*** THE RECORDS ***

PR #1108, opened 2023-02-14

Gaurav17Joshi:
## Description

Adding a feature to the ..core/linalg/solver.py file. The function triangular_solves solves a system of equation Ax = B, where A and B are two-dimensional DND arrays, such that A is either upper or lower triangular.

## Changes proposed:

## Type of change

New feature

No

upper matrix (split)


Gaurav17Joshi:
@mrfh92 , can you please review my code and process the PR.

ClaudiaComito:
@Gaurav17Joshi we try our best but please give us at the very least 24 hours to respond. 

The pre-commit problem should be fixed when you merge the latest base branch.

mrfh92:
@Gaurav17Joshi I am sorry that a proper review will take a few days, most probably til next week, because we have some holidays (Carnival) the next days in Germany. 

Nevertheless, if the machine you are currently working on has more than 1 core (lets say 4 or sth like that) or if you have access to an HPC-system, you could already do some scaling tests: fix some A and B (sufficiently large) and measure the time required for executing triangular_solve when running this on 1,2,3,4,... MPI-processes. (You can use, e.g., MPI.Wtime().) Ideally, you could do this for different combinations of split=0,1,None for A and B. Such scaling tests are important to determine the parallel efficiency of your implementation. Perfect (usually not reached in practice) scaling would mean that the computing time on p processes roughly behaves like c/p with c being a constant. 

(If you do not have suitable hardware, this is no problem. We can run these tests for you on our systems instead.)

Gaurav17Joshi:
Thanks for your reply, I work on your suggestions and some other problems of the codebase.

heat/core/linalg/solver.py
```diff
@@ -85,100 +86,262 @@ def lanczos(
...
+            for j in range(m - 1, -1, -1):
+                value = ((bi - b)[j]) / A[j, j]
+                b += value * (A[:, j])
+                x[j, i] = value
+        else:
+            for j in range(0, m, +1):
+                value = ((bi - b)[j]) / A[j, j]
+                b += value * (A[:, j])
+                x[j, i] = value
+
```
ClaudiaComito, line 346: @Gaurav17Joshi this is not going to work, because our matrices are going to be distributed across nodes (or processes, or ranks in MPI terminology). 

That means, if A.shape is (m,m) and we run the solver of 4 nodes:
- the first node (rank 0) will only hold the slice of data A[m/4, m]
- the second (rank 1) will hold A[m/4:m/2, m]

***

TRY IT = Each record above must be transcribed exactly, and none may be skipped.

ANSWER SPACE =
PR #1108, opened 2023-02-14

Gaurav17Joshi:
## Description

Adding a feature to the ..core/linalg/solver.py file. The function triangular_solves solves a system of equation Ax = B, where A and B are two-dimensional DND arrays, such that A is either upper or lower triangular.

## Changes proposed:

## Type of change

New feature

No

upper matrix (split)


Gaurav17Joshi:
@mrfh92 , can you please review my code and process the PR.

ClaudiaComito:
@Gaurav17Joshi we try our best but please give us at the very least 24 hours to respond. 

The pre-commit problem should be fixed when you merge the latest base branch.

mrfh92:
@Gaurav17Joshi I am sorry that a proper review will take a few days, most probably til next week, because we have some holidays (Carnival) the next days in Germany. 

Nevertheless, if the machine you are currently working on has more than 1 core (lets say 4 or sth like that) or if you have access to an HPC-system, you could already do some scaling tests: fix some A and B (sufficiently large) and measure the time required for executing triangular_solve when running this on 1,2,3,4,... MPI-processes. (You can use, e.g., MPI.Wtime().) Ideally, you could do this for different combinations of split=0,1,None for A and B. Such scaling tests are important to determine the parallel efficiency of your implementation. Perfect (usually not reached in practice) scaling would mean that the computing time on p processes roughly behaves like c/p with c being a constant. 

(If you do not have suitable hardware, this is no problem. We can run these tests for you on our systems instead.)

Gaurav17Joshi:
Thanks for your reply, I work on your suggestions and some other problems of the codebase.

heat/core/linalg/solver.py
```diff
@@ -85,100 +86,262 @@ def lanczos(
...
+            for j in range(m - 1, -1, -1):
+                value = ((bi - b)[j]) / A[j, j]
+                b += value * (A[:, j])
+                x[j, i] = value
+        else:
+            for j in range(0, m, +1):
+                value = ((bi - b)[j]) / A[j, j]
+                b += value * (A[:, j])
+                x[j, i] = value
+
```
ClaudiaComito, line 346: @Gaurav17Joshi this is not going to work, because our matrices are going to be distributed across nodes (or processes, or ranks in MPI terminology). 

That means, if A.shape is (m,m) and we run the solver of 4 nodes:
- the first node (rank 0) will only hold the slice of data A[m/4, m]
- the second (rank 1) will hold A[m/4:m/2, m]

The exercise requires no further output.